Lo reconozco, soy de esos que empiezan a disfrutar y a valorar sólo lo extraordinario. Algo así como que me he ido acostumbrando a lo cotidiano, y si no hay algo que lo rompe, que sobresale, que despunta, parece que no soy capaz de percibir que Dios está detrás. Prometo que intento vivir consciente del paso y del hacer de Dios en mi vida, pero cuando reviso el día ya sólo me detengo en las cosas que apuntan a horizontes lejanos, como si las más cercanas ya no tuviesen valor.
No puedo seguir así, esto tiene que cambiar. Si no comienzo a buscar a Dios en lo cotidiano, me quedaré en una vida bastante pobre, una vida sin matices y sin más color que alguna chispa de brillo de vez en cuando en algunos eventos y personas. ¿Acaso no está Dios en todo? ¿Acaso no está tanto detrás de lo que brilla como de lo que parece apagado?
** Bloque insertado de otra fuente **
Issue #865, opened 2022-02-19
XCM v3: Integrate `NonFungibleAsset` traits


gavofyork:
Integrate `NonFungibleAsset` traits into the XCM assets system to make NFTs transferable between chains.

bkontur:
Some partial work was done: https://github.com/paritytech/polkadot-sdk/pull/2924 and https://github.com/paritytech/polkadot-sdk/pull/2796

And also there is older PR for `NonFungiblesV2Adapter` https://github.com/paritytech/polkadot-sdk/pull/1242

bkontur:
> Integrate NonFungibleAsset traits into the XCM assets system to make NFTs transferable between chains.

@Szegoo @liamaharon Are we missing anything else to accomplish this? Are there any open issues for XCM NFTs transfer?

Szegoo:
The only thing missing AFAIK is benchmarking XCM NFT transfers correctly, which is fixed here: https://github.com/paritytech/polkadot-sdk/pull/3455

PR #3455, opened 2024-02-23
XCM coretime region transfers

Szegoo:
This PR introduces changes enabling the transfer of coretime regions via XCM.

TL;DR: There are two primary issues that are resolved in this PR:

1. The `mint` and `burn` functions were not implemented for coretime regions. These operations are essential for moving assets to and from the XCM holding register.
2. The transfer of non-fungible assets through XCM was previously disallowed. This was due to incorrectly benchmarking non-fungible asset transfers via XCM, which led to assigning it a weight of `Weight::Max`, effectively preventing its execution.

### `mint_into` and `burn` implementation

This PR addresses the issue with cross-chain transferring regions back to the Coretime chain. Remote reserve transfers are performed by withdrawing and depositing the asset to and from the holding registry. This requires the asset to support burning and minting functionality. 

This PR adds burning and minting; however, they work a bit differently than usual so that the associated region record is not lost when burning. Instead of removing all the data, burning will set the owner of the region to `None`, and when minting it back, it will set it to an actual value. So, when cross-chain transferring, withdrawing into the registry will remove the region from its original owner, and when depositing it from the registry, it will set its owner to another account

This was originally implemented in this PR: #3455, however we decided to move all of it to this single PR (https://github.com/paritytech/polkadot-sdk/pull/3455#discussion_r1547324892)

### Fixes made in this PR

- Update the `XcmReserveTransferFilter` on coretime chain since it is meant as a reserve chain for coretime regions.
- Update the XCM benchmark to use `AssetTransactor` instead of assuming `pallet-balances` for fungible transfers. 
- Update the XCM benchmark to properly measure weight consumption for nonfungible reserve asset transfers. ATM reserve transfers via the extrinsic do not work since the weight for it is set to `Weight::max()`.

Closes: https://github.com/paritytech/polkadot-sdk/issues/865


paritytech-cicd-pr:
**Job name**: cargo-clippy
**Logs**: https://gitlab.parity.io/parity/mirrors/polkadot-sdk/-/jobs/5330031

paritytech-cicd-pr:
**Job name**: cargo-clippy
**Logs**: https://gitlab.parity.io/parity/mirrors/polkadot-sdk/-/jobs/5355832

paritytech-cicd-pr:
**Job name**: cargo-clippy
**Logs**: https://gitlab.parity.io/parity/mirrors/polkadot-sdk/-/jobs/5355986

Szegoo:
The benchmark for the coretime chain should be re-run since the weight is currently set to `Weight::max()`.

paritytech-cicd-pr:
**Job name**: cargo-clippy
**Logs**: https://gitlab.parity.io/parity/mirrors/polkadot-sdk/-/jobs/5466093

polkadot/xcm/pallet-xcm/src/benchmarking.rs
```diff
@@ -179,24 +166,27 @@ benchmarks! {
...
 		let recipient = [0u8; 32];
 		let versioned_dest: VersionedLocation = destination.into();
 		let versioned_beneficiary: VersionedLocation =
 			AccountId32 { network: None, id: recipient.into() }.into();
 		let versioned_assets: VersionedAssets = assets.into();
 	}: _<RuntimeOrigin<T>>(send_origin.into(), Box::new(versioned_dest), Box::new(versioned_beneficiary), Box::new(versioned_assets), 0)
-	verify {
-		// verify balance after transfer, decreased by transferred amount (+ maybe XCM delivery fees)
-		assert!(<pallet_balances::Pallet<T> as Inspect<_>>::balance(&caller) <= balance - transferred_amount);
-	}
```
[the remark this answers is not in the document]
Szegoo: Tested locally, we can actually withdraw  exactly `transferred_amount` since the fee is covered by with `ensure_successful_delivery`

Este curso voy a prestar más atención en la bondad y bien que se esconden silenciosas huyendo de estrépitos y altavoces; voy a dar importancia a tanta gente que “sólo” trabaja, “sólo” estudia y piensa, que “sólo” ama o trata de ser honesta… voy a disfrutar de tantos encuentros que nunca saldrán en los periódicos ni se harán virales ocupando twits y muros de perfiles.
Presiento que aquí está una de las claves para huir de la amargura y avanzar hacia a felicidad: no dejarse llevar por lo que más ruido hace y ver cómo Dios está presente no sólo en lo que triunfa, sino también -y quizá con más fuerza- en lo que parece no destacar. Aquella sonrisa, aquel recién nacido, aquel tono de voz, aquella pareja abrazada, el trabajo o el pan de cada día…
Sé que los grandes golpes de alegría parecen hablarme más de Dios que la felicidad que se esconde detrás de las pequeñas cosas, y que es muy difícil saborear los pequeños gestos o detalles de amor y de belleza que me rodean cada día. Pero intuyo que esas cosas “intrascendentes” y que ahora me pasan inadvertidas, son el mejor jugo de la vida humana, son las que sostienen el mundo, son las que -si empiezo a poner más atención- más me hablarán de Dios.